The formation of free radials in cells results in damage to cell membranes due to lipid peroxidation. Thus, the level of MDA, produced during lipid peroxidation, is a good indicator of oxidative damage that could be occurring within cells (Masia 2003). MDA accumulation due to lipid peroxidation has been reported in response to a variety of abiotic and biotic stresses (Dhindsa et al. 1981; Apel and Hirt 2004). In the present study, enhanced MDA (Fig. 2a) suggests that phthalic acid probably induces oxidative stress, and, as a result, disrupts cellular membrane structure, and causes a loss of cellular integrity. Similar results with other allelochemicals have been found (Wu et al. 2002; Batish et al. 2006; Ye et al. 2006). Many studies show that increased MDA content is associated with increased O2 ·− and H2O2 production following biotic and abiotic stresses (Forman et al. 2002; Lara-Nunez et al. 2006). Here, phthalic acid induced O2 ·− and H2O2 production in M. prunifolia roots (Fig. 2b, c), which suggests that phthalic acid could trigger ROS generation and induce oxidative stress in M. prunifolia roots. This observation is consistent with that obtained with mung bean treated with 2-benzoxazolinoen (Batish et al. 2006). Increases in SOD activity (Fig. 3a) also indicate that excessive generation of O2 ·− has been triggered by pthalic acid treatment, and, consequently, that SOD activity was up-regulated to mitigate the oxidative damage. Similar responses have been observed in plants treated with other allelochemicals (Yu et al. 2003; Batish et al. 2006; Wu et al. 2002; Lin et al. 2007).

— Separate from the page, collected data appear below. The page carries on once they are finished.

Issue #2625, opened 2022-05-26
Add a whitelist of attributes


radumereuta:
This would allow us to give better error messages in case of typos.
Add a group attribute that takes a comma separated list of names.
At first it behaves identically to a list of unstructured attributes `[group(foo,bar,baz)]` == `[foo,bar,baz]`. This happens only at parse time. We still need the internal attributes to be structured.
Add a warning for unstructured attributes.
Go downstream and fix all the warnings we are maintaining.
Then turn the warning into an error.

Steps:

- [x] Opt-in error for attributes not implemented.
- [x] Try with KEVM, document issues here.
- [x] Try with KAVM, document issues here.
- [x] Try with KCC, document issues here.
- [x] Fix issues that have come up.
- [x] Switch to opt-out behavior, get working downstream.
- [x] Update documentation (in `user-manual.md` and tutorials)
- [x] Remove option to opt-out.

ehildenb:
Related: https://github.com/runtimeverification/k/issues/843 and https://github.com/runtimeverification/k/issues/1585, #3193

radumereuta:
Is `group` the best word for this?
How about `tag`? I feel it's more appropriate and intuitive.
@ehildenb @dwightguth @Baltoli @Scott-Guest @Robertorosmaninho

Scott-Guest:
`group` seems appropriate if the only usage is for defining syntax groups. Are there other use cases for user defined attributes?

Robertorosmaninho:
Probably `group` is best @radumereuta, as we already use `tag` a lot on the LLVM Backend 😄

Scott-Guest:
I've created an initial whitelist consisting of everything in `Att.scala`, the K User Manual, and the minimum I needed to add to get a simple test passing:

| Attribute | Read | Written | Documented |
|-----------|------|---------|------------|
| alias | :heavy_check_mark: | :heavy_check_mark: | :heavy_check_mark: |
| alias-rec | :heavy_check_mark: | :heavy_check_mark: | :heavy_check_mark: |
| all-path | :heavy_check_mark: | :heavy_check_mark: | :heavy_check_mark: |
| anywhere | :heavy_check_mark: | :heavy_check_mark: | :heavy_check_mark: |
| applyPriority | :heavy_check_mark: | :heavy_check_mark: | :heavy_check_mark: |
| assoc | :heavy_check_mark: | :heavy_check_mark: | :heavy_check_mark: |
[...]

PR #3376, opened 2023-04-28
Create attribute whitelist and group attribute

Scott-Guest:
First step of #2625

- Update `Att.scala` to include all documented attributes in the K User Manual
- Add a `group(name1,...,nameN)` attribute to specify syntax groups
- Add a `--pedantic-attributes` option to enforce that all attributes are either provided through `group` or defined in `Att.scala`


Scott-Guest:
Tests are still failing because the whitelist is not complete. For the small test I added, still need to address:

- boolOperation
- cellName
- defaultBracket
- equalEqualK
- index
- initializer
- mlAnd
- mlBinder
- mlEquals
- mlImplies
- mlOp
- mlQuantifier
- mlUnary
- noThread
- notEqualEqualK
- returnsUnit
- stream
- topcell
- unblock
- unparseAvoid

Are any of these meaningful except as syntax groups?

k-distribution/tests/regression-new/pedanticAttributes/Makefile
```diff
@@ -0,0 +1,3 @@
+KOMPILE_FLAGS=-w none --pedantic-attributes
+
+include ../../../include/kframework/ktest-fail.mak
```
radumereuta: new line at eof is nicer.

k-distribution/tests/regression-new/pedanticAttributes/pedanticAttributes.k.out
```diff
@@ -0,0 +1,6 @@
+[Error] Compiler: Unrecognized attributes: [badAtt]
```
radumereuta: You could specify in the error message that: user defined attributes can be added with `group(my, atts)`

kernel/src/main/javacc/Outer.jj
```diff
@@ -665,15 +666,29 @@ void Attributes(ASTNode node) : {}
...
+    { String key; String val = ""; StringBuilder sb = new StringBuilder(); }
+    <KEY> { key = image(); }
+    ( "(" { SwitchTo(TAG_STATE); }
+      ( val = String() ")"
+      | TagContent(sb) ")" { val = sb.toString() + special(); }
+      )
+      { SwitchTo(ATTR_STATE); }
+    )?
+    { node.addAttribute(key, val); }
+  )
```
radumereuta: Huh? Why did you modify the outer parser?
It should be able to just parse `group(my, att)`.
I wouldn't insert more logic into parsing attributes.
If you want to modify what the compiler passes see right after parsing, you can modify this pass: https://github.com/runtimeverification/k/blob/master/kernel/src/main/java/org/kframework/kore/convertors/KILtoKORE.java#L324

radumereuta (changes requested):
A few code comments.

> * boolOperation - probably group
> * cellName - probably internal
> * defaultBracket - probably internal
> * equalEqualK - probably group
> * index
> * initializer
> * mlAnd - probably group
> * mlBinder - probably group
> * mlEquals - probably group
> * mlImplies - probably group
> * mlOp - probably group
> * mlQuantifier - probably group
> * mlUnary - probably group
> * noThread
> * notEqualEqualK
> * returnsUnit - probably internal
> * stream - probably internal
> * topcell - probably internal
> * unblock
> * unparseAvoid - probably internal
You can find more about these tokens by searching the entire code base. If you find them somewhere in the code it's likely they have some meaning. If you can't find them anywhere then they may be used only for grouping. `unaprseAvoid` for example is used by the pretty printer. So you need to be tomorrow about your search.

kernel/src/main/javacc/Outer.jj
Scott-Guest: Not that big of a deal, but I wanted to avoid accepting quoted inputs because they're unnecessary here and their semantics feel a bit odd in this context.

For example, `group("my, foo")` would be parsed the same as `group(my, att)`, but things like `group("my", "att")` aren't accepted. I then also have to do manual error checking for cases like `group(my,,,, att)`.

On the second thought though, I guess we already deal with these same things for multi-argument attributes like `seqstrict`, so I'll pull the logic into `KILtoKORE` as you suggest.

radumereuta: In general, you want to allow your parser to accept more and give better, more informed error messages by analyzing the resulting AST.
If you restrict the language in the parser, you will get _unexpected token x_. And compilation stops.
If you analyze the AST you could say _tags are not allowed to be null_. And as an added bonus, you can return multiple error messages.

Scott-Guest:
Not sure what happened here, but the commit history is all out of whack and I seemed to have unintentionally merged the wrong branch. Going to clean this up on a new branch and open a fresh pull-request.

radumereuta:
@Scott-Guest I recommend using a Git GUI.
I use GitKraken and it saves me a lot of hassle for 99% of my git interactions.
I still have to use the CLI from time to time for more advanced stuff, but the day to day is so much easier.
You get to see the changes preview and select exactly the changes you want. You get to see stashes, branches, dependencies and updates.
It also makes it way easier to revert, cherry pick, and merge branches.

Accumulation of H2O2 in M. prunifolia roots in response to phthalic acid treatment enhances lipid peroxidation and causes a severe oxidative stress resulting in disruption of metabolic activities in the cell. Enhanced H2O2 levels are removed by the antioxidant enzymes such as CAT, APX, and POD (Blokhina et al. 2003), and glutathione-ascorbate cycle (Nakano and Asada 1981). In the present study, increases in the activities of these antioxidant enzymes paralleled the accumulation of MDA and H2O2 in M. prunifolia root after exposure to phthalic acid (Figs. 24). Our observations are consistent with those of Cruz-Ortega et al. (2002), who reported that allelochemical stress causes increases in the level of free radicals and the activity of antioxidant enzymes and suggests that increased induction of these enzymes is necessary to prevent lipid peroxidation (i.e., to counter the higher MDA and H2O2 in roots). Although there were increased levels of antioxidants in roots after exposure to phthalic acid, oxidative stress still occurred. Our data are consistent with those of Batish et al. (2006), who showed that exposure of mung bean to 2-benzoxazolinone increased APX, GR, and CAT activity. An increased POD activity in response to allelochemicals also has been demonstrated in cucumber root (Yu et al. 2003). Oracz et al. (2007) observed an increase in the cell membrane permeability, MDA level, H2O2 concentration, and SOD and CAT activity in mustard treated by sunflower extract. Furthermore, the activity and expression of most antioxidant enzymes is stimulated by ROS accumulation (Apel and Hirt 2004).

In summary, phthalic acid induces oxidative stress in M. prunifolia roots through the generation of ROS and decreases plant growth, despite the concomitant increase in antioxidant enzymes. This might be one of the mechanisms responsible for the apple replant problem. The increase in antioxidant enzymes could reflect a defensive response to the cellular damage provoked by phthalic acid treatment. However, this increase was not strong enough to eliminate all the deleterious effects provoked by phthalic acid, only alleviated the impact of stress.